Once upon a time, a man screwed for a living. Then he retired to live happily with his family. But he still missed his screwing life, so he often watched videos of his screwing exploits. One day, a former screwing partner of his appears and offers a chance where he can screw again but this time in an artful manner and for lots of money. The man thinks it over. He needs the money because his happy life isn't cutting it. So he takes up the screwing job and signs on the dotted line. Of course as it often happens when an offer is too good to be true, it usually isn't. His screwing job ends up screwing with his head and causes his family to get screwed over as well. So the happily ever after ending never comes and the screwing continues long after the fade to black.

That in a nutshell is A Serbian Film. The film has had a lot of hype around it and most of it revolves around a few questionable scenes. However, without those scenes the film is just an upgraded version of a B grade movie about screwing. The director on the other hand claims his film is about the horrible psychological damage caused by the Serbian war where people were screwed physically and mentally. Such an explanation appears to be a ploy to attach a deeper meaning to an otherwise average film. It may have happened that someone told Srdjan Spasojevic that the screwing represented the plight of the Serbian people perfectly and such words probably encouraged the director to sell his film as a political statement. The director’s ploy has certainly worked. The fake political suffering tag coupled with the screwing scenes has ensured the film a cult following and instant talking points. If Srdjan truly wanted his film to represent the screwing of people’s psyche, then including rape sequences is the not the best way to depict that because such scenes draw attention to themselves and prevent any insight into the character’s mental suffering. Thankfully, there is an appropriate example of a Serbian film that properly manages to get across the suffering of its Serbian characters. Mladen Djordjevic’s The Life and Death of a Porno Gang accomplishes everything that Srdjan Spasojevic claims his film does but The Life and Death of a Porno Gang manages to do it without needless rape sequences. There are torture sequences in ...Porno Gang and even snuff film making but the film does not only focus on torture but establishes a larger framework which shows how society traps the main characters and suffocates them into making the choices they eventually make.

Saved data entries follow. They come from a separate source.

PR #184, opened 2016-08-18
Added missing localization and "fixed" some german

Ceddini:
I added the missing localization for the power generator, and while I was there, I changed some german words to make it sound "better".


Ceddini:
Somehow the changed files didn't show up... (I'm completely new to this..)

The titles of both films are misleading as well. The Life and Death of a Porno Gang contains very little porn and is a case study about a few characters marginalized by society. On the other hand, A Serbian Film has nothing to say about Serbia but looks at various forms of porn, including torture and child porn. Needless to say, the lesser of the two films has gotten all the attention while a worthy film like The Life and Death of a Porno Gang has all but disappeared. Interestingly, both films still have reference points to Emir Kusturica's Underground. The Life and Death of a Porno Gang picks up where Kusturica's film ended and shows a much bleaker future. Also, one of the characters is shown wearing a jacket with the word "underground" clearly visible. A Serbian Film fulfills a statement uttered in Underground -- "A War is not a War until a brother kills a brother".